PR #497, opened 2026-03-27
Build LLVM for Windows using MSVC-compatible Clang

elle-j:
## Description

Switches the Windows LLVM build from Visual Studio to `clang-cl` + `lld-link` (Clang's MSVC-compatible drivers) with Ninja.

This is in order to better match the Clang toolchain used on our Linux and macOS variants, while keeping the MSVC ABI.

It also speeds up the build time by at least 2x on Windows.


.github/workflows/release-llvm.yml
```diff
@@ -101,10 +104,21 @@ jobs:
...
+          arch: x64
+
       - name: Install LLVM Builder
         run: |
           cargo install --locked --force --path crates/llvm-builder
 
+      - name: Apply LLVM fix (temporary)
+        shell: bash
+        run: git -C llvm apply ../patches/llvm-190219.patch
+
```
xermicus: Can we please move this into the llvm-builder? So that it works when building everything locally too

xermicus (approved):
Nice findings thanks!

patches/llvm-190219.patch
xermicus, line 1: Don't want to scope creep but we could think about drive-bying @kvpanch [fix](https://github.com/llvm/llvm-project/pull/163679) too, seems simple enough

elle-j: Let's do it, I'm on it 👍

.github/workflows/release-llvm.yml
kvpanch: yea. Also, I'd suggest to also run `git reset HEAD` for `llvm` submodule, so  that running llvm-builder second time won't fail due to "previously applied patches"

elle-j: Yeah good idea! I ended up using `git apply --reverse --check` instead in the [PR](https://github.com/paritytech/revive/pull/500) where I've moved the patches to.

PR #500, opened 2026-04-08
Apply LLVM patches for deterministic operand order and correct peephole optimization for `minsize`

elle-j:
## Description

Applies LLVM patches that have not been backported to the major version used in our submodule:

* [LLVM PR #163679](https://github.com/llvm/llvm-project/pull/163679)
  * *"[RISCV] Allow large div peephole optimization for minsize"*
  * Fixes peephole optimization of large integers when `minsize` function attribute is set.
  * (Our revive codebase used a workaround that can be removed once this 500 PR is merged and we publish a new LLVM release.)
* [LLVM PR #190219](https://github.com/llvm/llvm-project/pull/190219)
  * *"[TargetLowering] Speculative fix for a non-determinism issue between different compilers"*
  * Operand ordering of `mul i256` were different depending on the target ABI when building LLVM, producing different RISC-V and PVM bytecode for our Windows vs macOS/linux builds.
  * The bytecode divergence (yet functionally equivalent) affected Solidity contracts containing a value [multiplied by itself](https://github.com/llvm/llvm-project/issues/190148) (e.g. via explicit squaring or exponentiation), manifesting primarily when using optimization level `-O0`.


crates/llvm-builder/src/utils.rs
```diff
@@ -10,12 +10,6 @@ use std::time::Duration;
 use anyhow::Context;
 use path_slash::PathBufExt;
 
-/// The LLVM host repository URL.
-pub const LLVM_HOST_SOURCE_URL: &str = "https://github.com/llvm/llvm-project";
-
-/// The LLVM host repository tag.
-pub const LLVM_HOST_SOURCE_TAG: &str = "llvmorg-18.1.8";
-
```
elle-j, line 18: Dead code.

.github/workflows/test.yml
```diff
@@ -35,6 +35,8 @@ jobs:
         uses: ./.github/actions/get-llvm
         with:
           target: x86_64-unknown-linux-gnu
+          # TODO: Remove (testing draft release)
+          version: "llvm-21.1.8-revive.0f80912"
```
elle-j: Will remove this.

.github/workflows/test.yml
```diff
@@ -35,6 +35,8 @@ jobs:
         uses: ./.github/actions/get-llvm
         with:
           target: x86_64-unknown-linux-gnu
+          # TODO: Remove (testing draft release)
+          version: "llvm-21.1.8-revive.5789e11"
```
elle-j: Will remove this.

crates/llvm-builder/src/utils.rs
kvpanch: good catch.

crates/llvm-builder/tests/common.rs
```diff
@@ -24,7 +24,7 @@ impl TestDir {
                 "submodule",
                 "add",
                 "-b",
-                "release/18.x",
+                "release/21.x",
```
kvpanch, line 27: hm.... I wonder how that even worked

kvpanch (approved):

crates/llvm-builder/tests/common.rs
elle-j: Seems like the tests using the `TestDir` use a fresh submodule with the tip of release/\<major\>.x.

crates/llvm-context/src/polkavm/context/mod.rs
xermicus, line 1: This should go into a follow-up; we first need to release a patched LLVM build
---
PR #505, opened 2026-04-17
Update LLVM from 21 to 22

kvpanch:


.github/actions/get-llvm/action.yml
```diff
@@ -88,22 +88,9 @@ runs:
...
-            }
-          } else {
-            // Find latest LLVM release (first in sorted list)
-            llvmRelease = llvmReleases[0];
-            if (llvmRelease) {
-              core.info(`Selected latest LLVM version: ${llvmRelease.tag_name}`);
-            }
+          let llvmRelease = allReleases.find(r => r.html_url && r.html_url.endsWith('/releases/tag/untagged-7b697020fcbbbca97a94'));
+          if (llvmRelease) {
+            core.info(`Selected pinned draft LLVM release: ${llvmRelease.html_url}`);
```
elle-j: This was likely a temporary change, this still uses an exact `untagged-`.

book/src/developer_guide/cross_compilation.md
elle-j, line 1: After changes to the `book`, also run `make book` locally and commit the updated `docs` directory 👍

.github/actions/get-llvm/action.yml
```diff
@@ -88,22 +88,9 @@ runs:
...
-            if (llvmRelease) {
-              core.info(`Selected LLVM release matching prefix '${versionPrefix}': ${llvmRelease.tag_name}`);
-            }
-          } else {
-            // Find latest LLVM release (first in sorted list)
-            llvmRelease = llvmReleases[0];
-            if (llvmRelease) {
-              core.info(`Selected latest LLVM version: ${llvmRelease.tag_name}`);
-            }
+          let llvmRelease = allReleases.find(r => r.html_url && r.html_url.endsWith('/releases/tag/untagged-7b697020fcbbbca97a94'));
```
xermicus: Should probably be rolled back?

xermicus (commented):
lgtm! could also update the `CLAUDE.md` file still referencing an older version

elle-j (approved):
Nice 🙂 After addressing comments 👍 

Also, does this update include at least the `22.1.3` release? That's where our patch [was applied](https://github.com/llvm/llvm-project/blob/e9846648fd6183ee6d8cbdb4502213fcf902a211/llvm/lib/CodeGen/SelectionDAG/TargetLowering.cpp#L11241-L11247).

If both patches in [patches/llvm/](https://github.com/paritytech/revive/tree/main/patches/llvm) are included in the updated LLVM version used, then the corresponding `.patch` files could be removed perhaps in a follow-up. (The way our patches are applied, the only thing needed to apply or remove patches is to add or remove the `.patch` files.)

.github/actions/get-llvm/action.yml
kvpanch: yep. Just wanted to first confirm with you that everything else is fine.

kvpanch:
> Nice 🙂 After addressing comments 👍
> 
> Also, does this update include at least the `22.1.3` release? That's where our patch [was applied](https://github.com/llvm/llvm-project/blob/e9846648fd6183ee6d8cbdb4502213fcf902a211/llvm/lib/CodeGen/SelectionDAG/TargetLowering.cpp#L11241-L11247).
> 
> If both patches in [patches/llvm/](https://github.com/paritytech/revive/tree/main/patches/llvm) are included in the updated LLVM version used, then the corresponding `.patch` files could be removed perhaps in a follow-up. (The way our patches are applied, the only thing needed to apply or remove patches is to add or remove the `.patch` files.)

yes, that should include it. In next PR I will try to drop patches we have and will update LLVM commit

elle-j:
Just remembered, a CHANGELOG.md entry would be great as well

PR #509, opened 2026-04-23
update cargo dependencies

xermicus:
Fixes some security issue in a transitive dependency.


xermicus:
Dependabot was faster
---
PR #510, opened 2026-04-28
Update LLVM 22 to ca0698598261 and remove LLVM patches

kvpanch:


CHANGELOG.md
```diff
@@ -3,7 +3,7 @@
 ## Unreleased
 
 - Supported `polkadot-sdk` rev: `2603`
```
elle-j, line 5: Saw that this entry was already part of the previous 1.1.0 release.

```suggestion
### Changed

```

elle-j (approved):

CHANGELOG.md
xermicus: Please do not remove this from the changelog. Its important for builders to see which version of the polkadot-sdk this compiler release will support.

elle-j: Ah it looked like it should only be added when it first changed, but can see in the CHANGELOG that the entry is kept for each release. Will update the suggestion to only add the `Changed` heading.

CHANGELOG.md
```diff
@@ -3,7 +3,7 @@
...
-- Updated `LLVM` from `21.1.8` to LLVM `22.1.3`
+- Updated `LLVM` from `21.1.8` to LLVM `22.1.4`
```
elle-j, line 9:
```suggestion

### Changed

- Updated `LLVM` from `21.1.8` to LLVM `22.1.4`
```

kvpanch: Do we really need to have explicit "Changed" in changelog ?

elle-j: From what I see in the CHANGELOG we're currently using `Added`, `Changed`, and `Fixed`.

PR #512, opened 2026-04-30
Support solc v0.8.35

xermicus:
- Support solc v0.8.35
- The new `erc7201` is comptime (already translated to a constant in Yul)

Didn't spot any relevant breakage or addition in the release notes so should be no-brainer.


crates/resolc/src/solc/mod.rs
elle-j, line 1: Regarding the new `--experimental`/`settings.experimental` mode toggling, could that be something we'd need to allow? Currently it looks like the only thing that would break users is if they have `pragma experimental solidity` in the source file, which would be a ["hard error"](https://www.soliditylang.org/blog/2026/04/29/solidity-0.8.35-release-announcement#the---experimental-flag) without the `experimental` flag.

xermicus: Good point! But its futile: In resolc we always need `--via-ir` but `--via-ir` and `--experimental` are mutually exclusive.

▶ Goal of the exercise
From the records above, copy every line that includes the word "into".

▶ Answer box
xermicus: Can we please move this into the llvm-builder? So that it works when building everything locally too
xermicus, line 1: This should go into a follow-up; we first need to release a patched LLVM build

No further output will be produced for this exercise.